Snow Flower And The Secret Fan

Though his career’s wandered down plenty of other interesting (Smoke) and less interesting (Because Of Winn-Dixie) paths, director Wayne Wang will always best be known as the premier chronicler of the lives of Chinese-Americans and Chinese in America on screen, from his influential debut Chan Is Missing to The Joy Luck Club. It’s a subject he’s returned to recently with 2007’s digitally shot double feature A Thousand Years Of Good Prayers and The Princess Of Nebraska, and in Snow Flower And The Secret Fan, he takes a step further, setting the film entirely in China. Adapted from Lisa See’s novel of the same name, and chronicling two female friendships separated by centuries, this latest film aims for The Joy Luck Club’s crossover appeal but ends up stilted and emotionally remote.

See’s book is about the lives of two sworn friends in the 19th century, Lily (Li Bingbing) and Snow Flower (My Sassy Girl’s Gianna Jun), and the film adds a present-day thread in which the same actresses play women living in Shanghai, with Lily preparing to transfer to New York and Snow Flower struggling after a failed relationship with a expat nightclub owner (Hugh Jackman, who sings in Mandarin!). The parallel stories allow for interesting echoes: The theme of bound feet in the older tale is matched to a shot of contemporary Lily massaging her insteps after shucking off a pair of high heels. But the structure also means that the arcs of both friendships are compressed when they’re supposed to epic.

In the past, the two girls are quickly separated by their respective marriages, and much of their communication takes place via messages written on silk fans. The present is framed like a mystery, with Lily investigating her estranged bestie’s life after Snow Flower is badly injured in a car accident. The restrictions placed on the choices available to these women come through more strongly than their connections to each other, and the value of deep friendship is discussed more than it’s portrayed onscreen.

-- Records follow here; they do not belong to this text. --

PR #4345, opened 2016-09-13
Add code to close session

vra:
Hi all, I read the tensorflow tutorial and find that we must close session when finishing using it. However, when I review the code in [cifar10 tutorial](https://github.com/tensorflow/tensorflow/tree/master/tensorflow/models/image/cifar10), I find that in some files,  there is no `sess.close()` line. I don't know whether it's a function of `tf.app` utilities, so I add the session closing code and make you know about this issue.  Hope this can be helpful.


andrewharp:
@vra Thanks for the commit! My assumption though is that session.close() will be called automatically by the __del__ method when session goes out of scope, so functionally the logic here would be identical.  @shlens can you confirm?

shlens:
Correct, the Session is closed when it goes out of scope so this change is not necessary.

vra:
Okay I got it. Thanks for your explanation. I will close this PR.

PR #12314, opened 2024-03-22
chore: unify logic for reclaiming frontend throttle capacity

tinker-michaelj:
**Description**:
 - In both mono- and mod-service, reclaim capacity used to throttle implicit creations when they fail at consensus.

Some of awkwardness is due to the fact that the Korean Jun and Chinese Li spend half the film speaking English, with which neither seems comfortable. (Jun reportedly took Mandarin lessons to prepare for her scenes as Snow Flower, though at least some are dubbed.) The subtext, intentional or not, that emerges from the film’s overabundance of comforting embraces and face-caressing is that beneath this sisterly love spanning the ages is a deeply repressed love that dare not speak its name.